▶ [Exercise instructions]: Word for word, transcribe all of the records.

[Collected data]

PR #2505, opened 2023-01-02
Use custom multi error type for fsck instead of string concat

dominikschulz:
RELEASE_NOTES=n/a

### DIFF
--- a/internal/store/leaf/fsck.go
+++ b/internal/store/leaf/fsck.go
@@ -193,7 +193,7 @@ func (s *Store) fsckLoop(ctx context.Context, path string) error {
 
 	// print out any deferred warnings (if any)
 	if warnings.Len() > 0 {
-		out.Errorf(ctx, warnings.String())
+		out.Warning(ctx, warnings.String())
 	}
 
 	if ctxutil.GetCommitMessageBody(ctx) == "" {
@@ -300,7 +300,7 @@ func (s *Store) fsckCheckEntry(ctx context.Context, name string) (string, error)
 	merr = s.fsckCheckRecipients(ctx, name)
 	if merr.ErrorOrNil() != nil {
 		if merr.Severity == errsFatal {
-			_ = errs.Append(merr.Severity, fmt.Errorf("Checking recipients for %s failed:\n    %w", name, err))
+			_ = errs.Append(merr.Severity, fmt.Errorf("Checking recipients for %s failed:\n    %w", name, merr))
 		} else {
 			_ = errs.Append(merr.Severity, merr)
 		}
--- a/internal/store/leaf/fsck.go
+++ b/internal/store/leaf/fsck.go
@@ -257,7 +257,7 @@ func (s *Store) fsckCheckEntry(ctx context.Context, name string) (string, error)
 		// the only errsNonFatal error from that function are missing/extra recipients,
 		// which isn't much of an error since we have yet to correct that.
 		recpNeedFix = true
-		errs.Append(merr.Severity, merr)
+		_ = errs.Append(merr.Severity, merr)
 	}
 
 	// make sure we are actually allowed to decode this secret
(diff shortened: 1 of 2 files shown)


internal/store/leaf/fsck.go
```diff
@@ -227,61 +292,61 @@ func (s *Store) fsckCheckEntry(ctx context.Context, name string) (string, ErrorS
...
 	}
 
-	errs, err = s.fsckCheckRecipients(ctx, name)
-	if err != nil {
-		if errs == errsFatal {
-			errcoll += fmt.Errorf("Checking recipients for %s failed:\n    %w", name, err).Error()
+	merr = s.fsckCheckRecipients(ctx, name)
+	if merr.ErrorOrNil() != nil {
+		if merr.Severity == errsFatal {
+			_ = errs.Append(merr.Severity, fmt.Errorf("Checking recipients for %s failed:\n    %w", name, err))
```
AnomalRoil, line 303: Do you really want to have `err` here in that `fmt.Errorf`?

internal/store/leaf/fsck.go
```diff
@@ -120,19 +181,23 @@ func (s *Store) fsckLoop(ctx context.Context, path string) error {
...
 		}
+
+		ctx = ctxutil.AddToCommitMessageBody(ctx, msg)
 	}
 
-	if errcoll.Len() > 0 {
-		out.Errorf(ctx, errcoll.String())
+	// print out any deferred warnings (if any)
+	if warnings.Len() > 0 {
+		out.Errorf(ctx, warnings.String())
```
AnomalRoil, line 196: Are these warnings or errors? 
I think we also have `out.Warningf` for the former.

internal/store/leaf/fsck.go
dominikschulz: Thanks. My naming is terrible ...

internal/store/leaf/fsck.go
```diff
@@ -27,6 +27,67 @@ const (
...
+	}
+}
+
+type fsckMultiError struct {
+	Severity ErrorSeverity
+	Errors   []error
+}
+
+func (f *fsckMultiError) IsError() bool {
+	return len(f.Errors) > 0
```
AnomalRoil, line 47: What if all `Errors`'s severity is `0`? Is it still an error?

internal/store/leaf/fsck.go
```diff
@@ -27,6 +27,67 @@ const (
...
+		return ""
+	}
+
+	var sb strings.Builder
+	fmt.Fprintf(&sb, "[%s] ", f.Severity.String())
+	msgs := make([]string, 0, len(f.Errors))
+	for _, e := range f.Errors {
+		msgs = append(msgs, e.Error())
+	}
+	sb.WriteString(strings.Join(msgs, ", "))
```
AnomalRoil, line 61: Wouldn't it be best to wrap errors using `%w` and `Fprintf` instead?

```suggestion
	addComma := false
	for _, e := range f.Errors {
		if addComma {
			fmt.Fprint(%sb, ", ")
		}
		fmt.Fprintf(%sb, "%w", e.Error())
		addComma = true
	}
```

AnomalRoil, line 61: Wouldn't it be best to wrap errors using `%w` and `Fprintf` instead?

```suggestion
	addComma := false
	for _, e := range f.Errors {
		if addComma {
			fmt.Fprint(%sb, ", ")
		}
		fmt.Fprintf(%sb, "%w", e.Error())
		addComma = true
	}
```

internal/store/leaf/fsck.go
```diff
@@ -180,36 +245,36 @@ type convertedSecret interface {
...
 	// make sure we are actually allowed to decode this secret
 	// if this fails there is no way we could fix anything
 	if !IsFsckDecrypt(ctx) {
 		if !recpNeedFix {
-			return "", errsNil, nil
+			return "", nil
 		}
 
-		return "", errsFatal, fmt.Errorf(errcoll + "\nRun fsck with the --decrypt flag to re-encrypt it automatically, or edit this secret yourself.")
+		return "", errs.Append(errsFatal, fmt.Errorf("Run fsck with the --decrypt flag to re-encrypt it automatically, or edit the secret %s yourself.", name)).ErrorOrNil()
```
AnomalRoil, line 270: I'm a bit puzzled here.
If we're not running with `--decrypt`, we would get one error and abort because of the `errsFatal` at the first entry with missing recipients, right? 
Or maybe worse, one per entry.

But then we don't continue and so we don't know for instance if there are MIME leftovers, unless we're running with `--decrypt`, right?

dominikschulz: Yes, I think so. But seriously: This code is a mess. It's been like that since I first wrote it. We're making baby steps to improve it, but not by much. Eventually we'll get there ... (but that will need more untangling and reporting changes).

internal/store/leaf/fsck.go
dominikschulz: I don't think `%w` is valid outside of `fmt.Errorf`.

▶ [Task response]:
PR #2505, opened 2023-01-02
Use custom multi error type for fsck instead of string concat

dominikschulz:
RELEASE_NOTES=n/a

### DIFF
--- a/internal/store/leaf/fsck.go
+++ b/internal/store/leaf/fsck.go
@@ -193,7 +193,7 @@ func (s *Store) fsckLoop(ctx context.Context, path string) error {
 
 	// print out any deferred warnings (if any)
 	if warnings.Len() > 0 {
-		out.Errorf(ctx, warnings.String())
+		out.Warning(ctx, warnings.String())
 	}
 
 	if ctxutil.GetCommitMessageBody(ctx) == "" {
@@ -300,7 +300,7 @@ func (s *Store) fsckCheckEntry(ctx context.Context, name string) (string, error)
 	merr = s.fsckCheckRecipients(ctx, name)
 	if merr.ErrorOrNil() != nil {
 		if merr.Severity == errsFatal {
-			_ = errs.Append(merr.Severity, fmt.Errorf("Checking recipients for %s failed:\n    %w", name, err))
+			_ = errs.Append(merr.Severity, fmt.Errorf("Checking recipients for %s failed:\n    %w", name, merr))
 		} else {
 			_ = errs.Append(merr.Severity, merr)
 		}
--- a/internal/store/leaf/fsck.go
+++ b/internal/store/leaf/fsck.go
@@ -257,7 +257,7 @@ func (s *Store) fsckCheckEntry(ctx context.Context, name string) (string, error)
 		// the only errsNonFatal error from that function are missing/extra recipients,
 		// which isn't much of an error since we have yet to correct that.
 		recpNeedFix = true
-		errs.Append(merr.Severity, merr)
+		_ = errs.Append(merr.Severity, merr)
 	}
 
 	// make sure we are actually allowed to decode this secret
(diff shortened: 1 of 2 files shown)


internal/store/leaf/fsck.go
```diff
@@ -227,61 +292,61 @@ func (s *Store) fsckCheckEntry(ctx context.Context, name string) (string, ErrorS
...
 	}
 
-	errs, err = s.fsckCheckRecipients(ctx, name)
-	if err != nil {
-		if errs == errsFatal {
-			errcoll += fmt.Errorf("Checking recipients for %s failed:\n    %w", name, err).Error()
+	merr = s.fsckCheckRecipients(ctx, name)
+	if merr.ErrorOrNil() != nil {
+		if merr.Severity == errsFatal {
+			_ = errs.Append(merr.Severity, fmt.Errorf("Checking recipients for %s failed:\n    %w", name, err))
```
AnomalRoil, line 303: Do you really want to have `err` here in that `fmt.Errorf`?

internal/store/leaf/fsck.go
```diff
@@ -120,19 +181,23 @@ func (s *Store) fsckLoop(ctx context.Context, path string) error {
...
 		}
+
+		ctx = ctxutil.AddToCommitMessageBody(ctx, msg)
 	}
 
-	if errcoll.Len() > 0 {
-		out.Errorf(ctx, errcoll.String())
+	// print out any deferred warnings (if any)
+	if warnings.Len() > 0 {
+		out.Errorf(ctx, warnings.String())
```
AnomalRoil, line 196: Are these warnings or errors? 
I think we also have `out.Warningf` for the former.

internal/store/leaf/fsck.go
dominikschulz: Thanks. My naming is terrible ...

internal/store/leaf/fsck.go
```diff
@@ -27,6 +27,67 @@ const (
...
+	}
+}
+
+type fsckMultiError struct {
+	Severity ErrorSeverity
+	Errors   []error
+}
+
+func (f *fsckMultiError) IsError() bool {
+	return len(f.Errors) > 0
```
AnomalRoil, line 47: What if all `Errors`'s severity is `0`? Is it still an error?

internal/store/leaf/fsck.go
```diff
@@ -27,6 +27,67 @@ const (
...
+		return ""
+	}
+
+	var sb strings.Builder
+	fmt.Fprintf(&sb, "[%s] ", f.Severity.String())
+	msgs := make([]string, 0, len(f.Errors))
+	for _, e := range f.Errors {
+		msgs = append(msgs, e.Error())
+	}
+	sb.WriteString(strings.Join(msgs, ", "))
```
AnomalRoil, line 61: Wouldn't it be best to wrap errors using `%w` and `Fprintf` instead?

```suggestion
	addComma := false
	for _, e := range f.Errors {
		if addComma {
			fmt.Fprint(%sb, ", ")
		}
		fmt.Fprintf(%sb, "%w", e.Error())
		addComma = true
	}
```

AnomalRoil, line 61: Wouldn't it be best to wrap errors using `%w` and `Fprintf` instead?

```suggestion
	addComma := false
	for _, e := range f.Errors {
		if addComma {
			fmt.Fprint(%sb, ", ")
		}
		fmt.Fprintf(%sb, "%w", e.Error())
		addComma = true
	}
```

internal/store/leaf/fsck.go
```diff
@@ -180,36 +245,36 @@ type convertedSecret interface {
...
 	// make sure we are actually allowed to decode this secret
 	// if this fails there is no way we could fix anything
 	if !IsFsckDecrypt(ctx) {
 		if !recpNeedFix {
-			return "", errsNil, nil
+			return "", nil
 		}
 
-		return "", errsFatal, fmt.Errorf(errcoll + "\nRun fsck with the --decrypt flag to re-encrypt it automatically, or edit this secret yourself.")
+		return "", errs.Append(errsFatal, fmt.Errorf("Run fsck with the --decrypt flag to re-encrypt it automatically, or edit the secret %s yourself.", name)).ErrorOrNil()
```
AnomalRoil, line 270: I'm a bit puzzled here.
If we're not running with `--decrypt`, we would get one error and abort because of the `errsFatal` at the first entry with missing recipients, right? 
Or maybe worse, one per entry.

But then we don't continue and so we don't know for instance if there are MIME leftovers, unless we're running with `--decrypt`, right?

dominikschulz: Yes, I think so. But seriously: This code is a mess. It's been like that since I first wrote it. We're making baby steps to improve it, but not by much. Eventually we'll get there ... (but that will need more untangling and reporting changes).

internal/store/leaf/fsck.go
dominikschulz: I don't think `%w` is valid outside of `fmt.Errorf`.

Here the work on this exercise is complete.